Prompt - Copy out exactly the lines from the start of the data to the line containing "### Upgrade instructions". Include both.

Provided information -
PR #6344, opened 2024-10-19
All cocal implementation

MaiLi-UIUC:
## Proposed changes

This pull request introduces a COCAL initial data reader into SpECTRE, enabling simulations to use initial data generated by the COCAL code.

### Upgrade instructions

No upgrade instructions are necessary.

### Code review checklist

  Then open `index.html`.
  `new feature` if appropriate.

### Further comments

The procedure to use the COCAL initial data is:
1. Run `export COCAL_ROOT=/Path/To/Main/SpECTRE/Directory/src/PointwiseFunctions/AnalyticData/GrMhd/COCAL_reader`
2. Build SpECTRE and executable as always.
3. In the Input file, specify these three options:
InitialData:
  CocalInitialData:
    DataDirectory: "/Path/To/The/Cocal/Initial/Data"
    IdType: (Choose from "Ir", "Co" and "Sp")  
    ElectronFraction: 
4. In the submit.sh file, change ++ppn to +ppn and submit.


CMakeLists.txt
```diff
@@ -49,7 +49,6 @@ endif()
 if (CMAKE_VERSION VERSION_GREATER_EQUAL 3.30)
   cmake_policy(SET CMP0167 NEW)
 endif ()
-
 # FetchContent can be used to download and build some dependencies. We can
```
rhaas80, line 52: why this whitespace change?

CMakeLists.txt
```diff
@@ -76,6 +75,7 @@ include(SpectreSetSiteName)
 # We need Python in the build system and throughout the code. Setting it up
 # early so we can rely on a consistent Python version in the build system.
 find_package(Python 3.8 REQUIRED)
+# find_package(COCAL REQUIRED)
```
rhaas80, line 78: The docs do not say anything about having to uncomment cmake statements. So is this superfluous code that can be removed?

CMakeLists.txt
```diff
@@ -112,6 +112,7 @@ include(ProhibitInSourceBuild)
 include(SpectreSetupFlagsTarget)
 include(SetupFortran)
 include(SetupNinjaColors)
+include(SetupCocal)  # Add this line
```
rhaas80, line 115: why here? And not eg with `Fuka` where it would thematically fit? Ideally these would be sorted alphabetically...

CMakeLists.txt
```diff
@@ -190,6 +189,7 @@ include(UpdateAddExecutables)
 # dependencies on the PCH if necessary.
 include(SetupClangFormat)
 include(SetupClangTidy)
+#include(SetupIwyu) // This somehow doesn't work for COCAL reader
```
rhaas80, line 192: remove dead code.

CMakeLists.txt
```diff
@@ -216,6 +216,8 @@ include_directories(${CMAKE_SOURCE_DIR}/src)
 include_directories(SYSTEM ${CMAKE_BINARY_DIR}/src)
 
 add_subdirectory(src)
+# add_subdirectory(src/PointwiseFunctions/AnalyticData/GrMhd/COCAL_reader)
+# target_link_libraries(EvolveGhValenciaDivCleanBns PRIVATE COCALReader)
```
rhaas80, line 220: remove unused comments.

cmake/FindCOCAL.cmake
```diff
@@ -0,0 +1,53 @@
...
+
+# Find the COCAL initial data code (assumed repository or documentation link)
+#
+# Pass `COCAL_ROOT` to the CMake build configuration to set up the following
+# targets:
+#
+# - COCAL::Exporter: Functionality to load COCAL volume data and interpolate to
+#   arbitrary points.
+
+if(NOT DEFINED COCAL_ROOT OR COCAL_ROOT STREQUAL "")
```
rhaas80, line 12: why treat the empty string special? None of the other `FindFOO.cmake` seem to do that (see eg `FindFFTW.cmake`).

rhaas80: admittedly they mostly use `if(NOT COCAL_ROOT)` which is probably equivalent as long as empty strings are false.

rhaas80: note the comments in FFTW:

```
if(NOT FFTW_ROOT)
  # Need to set to empty to avoid warnings with --warn-uninitialized
  set(FFTW_ROOT "")
  set(FFTW_ROOT $ENV{FFTW_ROOT})
endif()
```

cmake/FindCOCAL.cmake
```diff
@@ -0,0 +1,53 @@
...
+  set(COCAL_ROOT $ENV{COCAL_ROOT})
+endif()
+
+if (DEFINED COCAL_ROOT AND NOT COCAL_ROOT STREQUAL "")
+  
+  # Find the COCAL library
+  find_library(
+    COCAL_LIB
+    NAMES libcocal.a
```
rhaas80, line 21: this should not contain the `lib` or the `.a` (at least the latter is system dependent).

cmake/FindCOCAL.cmake
```diff
@@ -0,0 +1,53 @@
...
+    PATHS ${COCAL_ROOT}/lib
```
rhaas80, line 22: presumably `HINTS` would be closer to what the others do. Note that `lib` is system specific (could be `lib` or `lib64` or `lib/x86_64-linux-gnu` to name a few).

cmake/FindCOCAL.cmake
```diff
@@ -0,0 +1,53 @@
...
+    NO_DEFAULT_PATHS
```
rhaas80, line 23: why not? One could have a COCAL one actually uses.

cmake/FindCOCAL.cmake
```diff
@@ -0,0 +1,53 @@
...
+  )
+
+  # Find the COCAL include directory
+  find_path(
+    COCAL_INCLUDE_DIR
+    NAMES coc2cac_bns.f90
```
rhaas80, line 29: a `.f90` file in an include directory? Why?

cmake/SetupCocal.cmake
```diff
@@ -0,0 +1,15 @@
+# Distributed under the MIT License.
+# See LICENSE.txt for details.
+
+
+find_package(COCAL)
+
+if (COCAL_FOUND)
+  message("-- Found Cocal at ${COCAL_ROOT}")
```
rhaas80, line 8: should use `STATUS`, should output actually useful information, see eg `SetupGsl.cmake`.

src/IO/External/InterpolateFromCocal.cpp
```diff
@@ -0,0 +1,204 @@
...
+
+#include "DataStructures/DataVector.hpp"
+#include "DataStructures/Tensor/Tensor.hpp"
+#include "Utilities/GenerateInstantiations.hpp"
+#include "Utilities/TMPL.hpp"
+#include "Utilities/TaggedTuple.hpp"
+
+extern "C" {
+// Define the COCAL Fortran reader functions here for different id_types.
+void coc2cac_co(const int& npoints, const double* x, const double* y,
```
rhaas80, line 18: since this is provided by COCAL itself, shouldn't there be a header file it provides that one can use to get this?

rhaas80: there is not really much of a difference between a `&` and a `*`. Are you trying to imply that the `*` ones are actually arrays?

rhaas80: a `const int &` make not much sense, I'd just pass by value. Unless you somehow are actually calling out to a Fortran routine, in which case this is all bad anyway since different Fortran compilers use different name mangling schemes.

src/IO/External/InterpolateFromCocal.cpp
```diff
@@ -0,0 +1,204 @@
...
+                double* spatial_metric_yy, double* spatial_metric_yz,
+                double* spatial_metric_zz, double* extrinsic_curvature_xx,
+                double* extrinsic_curvature_xy, double* extrinsic_curvature_xz,
+                double* extrinsic_curvature_yy, double* extrinsic_curvature_yz,
+                double* extrinsic_curvature_zz, double* rest_mass_density,
+                double* spatial_velocity_x, double* spatial_velocity_y,
+                double* spatial_velocity_z, double* pressure,
+                double* specific_internal_energy);
+
+void coc2cac_ir(const int& npoints, const double* x, const double* y,
```
rhaas80, line 32: I assume `_co` and `_ir` stand for "corotating" and "irrotating" respectively? Why would this code here care? Shouldn't COCAL provide a single reader routine that takes as input a file name and produces output? Ie Spectre should not need to know the details of what sort of method was used to produce this ID?

src/IO/External/InterpolateFromCocal.cpp
```diff
@@ -0,0 +1,204 @@
...
+                double* spatial_metric_yy, double* spatial_metric_yz,
+                double* spatial_metric_zz, double* extrinsic_curvature_xx,
+                double* extrinsic_curvature_xy, double* extrinsic_curvature_xz,
+                double* extrinsic_curvature_yy, double* extrinsic_curvature_yz,
+                double* extrinsic_curvature_zz, double* rest_mass_density,
+                double* spatial_velocity_x, double* spatial_velocity_y,
+                double* spatial_velocity_z, double* pressure,
+                double* specific_internal_energy);
+
+void coc2cac_sp(const int& npoints, const double* x, const double* y,
```
rhaas80, line 46: spinning?

src/IO/External/InterpolateFromCocal.cpp
```diff
@@ -0,0 +1,204 @@
...
+                double* spatial_metric_xy, double* spatial_metric_xz,
+                double* spatial_metric_yy, double* spatial_metric_yz,
+                double* spatial_metric_zz, double* extrinsic_curvature_xx,
+                double* extrinsic_curvature_xy, double* extrinsic_curvature_xz,
+                double* extrinsic_curvature_yy, double* extrinsic_curvature_yz,
+                double* extrinsic_curvature_zz, double* rest_mass_density,
+                double* spatial_velocity_x, double* spatial_velocity_y,
+                double* spatial_velocity_z, double* pressure,
+                double* specific_internal_energy);
+}
```
rhaas80, line 59: this is still within the `extern "C"` isn't it?

src/IO/External/InterpolateFromCocal.cpp
```diff
@@ -0,0 +1,204 @@
...
+  std::vector<double> specific_internal_energy(num_points);
+
+  // Pass the string and its length to Fortran
+  const char* dir_cstr =
+      data_directory.c_str();  // Convert std::string to C string
+  int len_dir = static_cast<int>(
+      data_directory.length());  // Get the length of the string
+
+  if (id_type == CocalIdType::Co) {
+    coc2cac_co(num_points, x_coords.data(), y_coords.data(), z_coords.data(),
```
rhaas80, line 118: since you break this down to a plain C pointer anyway, why not use the `DataVector`'s `data()` member (inherited from Blaze https://bitbucket.org/blaze-lib/blaze/wiki/Vector%20Operations#!data-data)  instead?

src/IO/External/InterpolateFromCocal.cpp
```diff
@@ -0,0 +1,204 @@
...
+               spatial_metric_zz.data(), extrinsic_curvature_xx.data(),
+               extrinsic_curvature_xy.data(), extrinsic_curvature_xz.data(),
+               extrinsic_curvature_yy.data(), extrinsic_curvature_yz.data(),
+               extrinsic_curvature_zz.data(), rest_mass_density.data(),
+               spatial_velocity_x.data(), spatial_velocity_y.data(),
+               spatial_velocity_z.data(), pressure.data(),
+               specific_internal_energy.data());
+  }
+
+  get(get<gr::Tags::Lapse<DataVector>>(result)) = to_datavector(lapse);
```
rhaas80, line 158: I'd just create `DataVector`s above then pass their `.data()` member's results pointer to COCAL then or even use `get<gr::Tags::Lapse<DataVector>>(result).data()` in the COCAL call (though on will have to check that this already has the correct size).

src/IO/External/InterpolateFromCocal.hpp
```diff
@@ -0,0 +1,46 @@
...
+               gr::Tags::ExtrinsicCurvature<DataVector, 3>,
+               hydro::Tags::RestMassDensity<DataVector>,
+               hydro::Tags::SpecificInternalEnergy<DataVector>,
+               hydro::Tags::Pressure<DataVector>,
+               hydro::Tags::LorentzFactor<DataVector>,
+               hydro::Tags::SpatialVelocity<DataVector, 3>>;
+
+/*!
+ * \brief Interpolate numerical COCAL initial data to arbitrary points
+ * \param cocal_lock A simple lock to lock the thread
```
rhaas80, line 35: required b/c COCAL itself is not thread safe

src/PointwiseFunctions/AnalyticData/GrMhd/CMakeLists.txt
```diff
@@ -93,4 +93,37 @@ if (TARGET FUKA::Exporter)
     )
 endif()
 
+if (TARGET COCAL::Exporter)
+add_custom_command(
+  OUTPUT ${CMAKE_SOURCE_DIR}/src/PointwiseFunctions/AnalyticData/GrMhd/COCAL_reader/libcocal.a
```
rhaas80, line 98: `lib` and `.a` are system specific.

src/PointwiseFunctions/AnalyticData/GrMhd/CMakeLists.txt
```diff
@@ -93,4 +93,37 @@ if (TARGET FUKA::Exporter)
...
+  COMMAND make -C ${CMAKE_SOURCE_DIR}/src/PointwiseFunctions/AnalyticData/GrMhd/COCAL_reader clean
```
rhaas80, line 99: `make` may not be available (could be `ninja` only)

src/PointwiseFunctions/AnalyticData/GrMhd/CMakeLists.txt
```diff
@@ -93,4 +93,37 @@ if (TARGET FUKA::Exporter)
...
+  COMMAND make -C ${CMAKE_SOURCE_DIR}/src/PointwiseFunctions/AnalyticData/GrMhd/COCAL_reader
```
rhaas80, line 100: so why require me to point to a COCAL library above? Does it take the source code? That is somewhat strange, usually one would point to the compiled version.

src/PointwiseFunctions/AnalyticData/GrMhd/COCAL_reader/IO_input_CF_flco_export.f90
```diff
@@ -0,0 +1,22 @@
+subroutine IO_input_CF_flco_export(filenm,emd,ome,ber,radi)
```
rhaas80, line 1: huh? What does this routine do? If for COCAL why not put it into a COCAL F90 module to avoid namespace pollution?

rhaas80: ok, this seems to be a mostly full copy of COCAL. Why then did I provide a `COCAL_ROOT` above? Shouldn't all these files be removed?

src/PointwiseFunctions/AnalyticData/GrMhd/COCAL_reader/coc2cac_rs_WL_v1.f90
```diff
@@ -0,0 +1,300 @@
+!_____________________________________________________________________________
+!
+!    CACTUS READER OF COCAL ROTATING STAR IN WAVELESS FORMALISM
```
rhaas80, line 3: reasonably sure that at Cactus reader for COCAL is not required for Spectre.

src/PointwiseFunctions/AnalyticData/GrMhd/CocalInitialData.cpp
```diff
@@ -0,0 +1,59 @@
...
+
+#include "PointwiseFunctions/AnalyticData/GrMhd/CocalInitialData.hpp"
+
+#include <memory>
+#include <pup.h>
+
+namespace grmhd::AnalyticData {
+
+CocalInitialData::CocalInitialData(std::string data_directory,
+                                   const double electron_fraction,
```
rhaas80, line 12: a bit strange that `electron_fraction` has to be input. Does the code actually do anything with it? Otherwise is there any generic code that can handle this (eg how is this done for an run-of-the mill polytropic TOV star)?

src/PointwiseFunctions/AnalyticData/GrMhd/CocalInitialData.hpp
```diff
@@ -0,0 +1,216 @@
...
+
+  struct ElectronFraction {
+    using type = double;
+    static constexpr Options::String help = {"Constant electron fraction"};
+  };
+
+  struct IdType {
+    using type = CocalIdType;
+    static constexpr Options::String help = {
+        "The ID type of COCAL data (Co, Ir, Sp)"};
```
rhaas80, line 62: what do these two letter abbreviations mean? Why not use actually telling names?

src/PointwiseFunctions/AnalyticData/GrMhd/CocalInitialData.hpp
```diff
@@ -0,0 +1,216 @@
...
+  explicit CocalInitialData(CkMigrateMessage* msg);
+  using PUP::able::register_constructor;
+  WRAPPED_PUPable_decl_template(CocalInitialData);
+  /// \endcond
+
+  template <typename DataType>
+  using tags = tmpl::append<
+      tmpl::list<gr::Tags::SpatialMetric<DataType, 3>,
+                 gr::Tags::ExtrinsicCurvature<DataType, 3>,
+                 gr::Tags::Lapse<DataType>, gr::Tags::Shift<DataType, 3>>,
```
rhaas80, line 91: no `dtlapse` or `dtshift`?

src/PointwiseFunctions/AnalyticData/GrMhd/CocalInitialData.hpp
```diff
@@ -0,0 +1,216 @@
...
+    // for (size_t i = 0; i < num_points; ++i) {
+    //   const double local_rest_mass_density = get(rest_mass_density)[i];
+    //   if (equal_within_roundoff(local_rest_mass_density, 0.)) {
+    //     get(specific_enthalpy)[i] = 1.;
+    //   } else {
+    //     get(specific_enthalpy)[i] =
+    //     get(hydro::relativistic_specific_enthalpy(
+    //         Scalar<double>(local_rest_mass_density),
+    //         Scalar<double>(get(specific_internal_energy)[i]),
+    //         Scalar<double>(get(pressure)[i])));
```
rhaas80, line 144: if these are not used, I'd remove the commented out code.

src/PointwiseFunctions/AnalyticData/GrMhd/CocalInitialData.hpp
```diff
@@ -0,0 +1,216 @@
...
+                   hydro::Tags::LorentzFactor<DataVector>,
+                   hydro::Tags::SpatialVelocity<DataVector, 3>>>(
+        [&result, &interpolated_vars](const auto tag_v) {
+          using tag = tmpl::type_from<std::decay_t<decltype(tag_v)>>;
+          get<tag>(result) = std::move(get<tag>(interpolated_vars));
+        });
+    // Compute derived quantities from interpolated data
+    // const size_t num_points = x.begin()->size();
+    // const auto& rest_mass_density =
+    //     get<hydro::Tags::RestMassDensity<DataVector>>(result);
```
rhaas80, line 123: remove commented out code.

src/PointwiseFunctions/AnalyticData/GrMhd/CocalInitialData.hpp
```diff
@@ -0,0 +1,216 @@
...
+    // Constant electron fraction specified by input file
+    auto& electron_fraction =
+        get<hydro::Tags::ElectronFraction<DataVector>>(result);
+    get(electron_fraction) = DataVector(num_points, electron_fraction_);
+    // Zero magnetic field and divergence cleaning field
+    auto& magnetic_field =
+        get<hydro::Tags::MagneticField<DataVector, 3>>(result);
+    get<0>(magnetic_field) = DataVector(num_points, 0.);
+    get<1>(magnetic_field) = DataVector(num_points, 0.);
+    get<2>(magnetic_field) = DataVector(num_points, 0.);
```
rhaas80, line 155: no support for magnetic fields in COCAL yet?

src/PointwiseFunctions/AnalyticData/GrMhd/CocalInitialData.hpp
```diff
@@ -0,0 +1,216 @@
...
+  void pup(PUP::er& /*p*/) override;
+
+ private:
+  std::string data_directory_{};
+  CocalIdType id_type_;
+  double electron_fraction_ = std::numeric_limits<double>::signaling_NaN();
+
+  // This lock is used to ensure that only one thread at a time is calling the
+  // COCAL interpolation routines. We make some assumptions here to guarantee
+  // thread-safety:
```
rhaas80, line 183: assumptions won't guarantee anything. Are these assumptions actually true? If not then this needs to be checked at runtime (and the assumptions *documented* like they are done here).

rhaas80 (changes requested):
dead code, contains complete copy of COCAL, some suggestion on how to make things easier on the end user.

Have not checked if this violates any SPECTRE code convention. Has the C++ code been run through the mandated version of clang-format (if any)?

Answer to this task -
PR #6344, opened 2024-10-19
All cocal implementation

MaiLi-UIUC:
## Proposed changes

This pull request introduces a COCAL initial data reader into SpECTRE, enabling simulations to use initial data generated by the COCAL code.

### Upgrade instructions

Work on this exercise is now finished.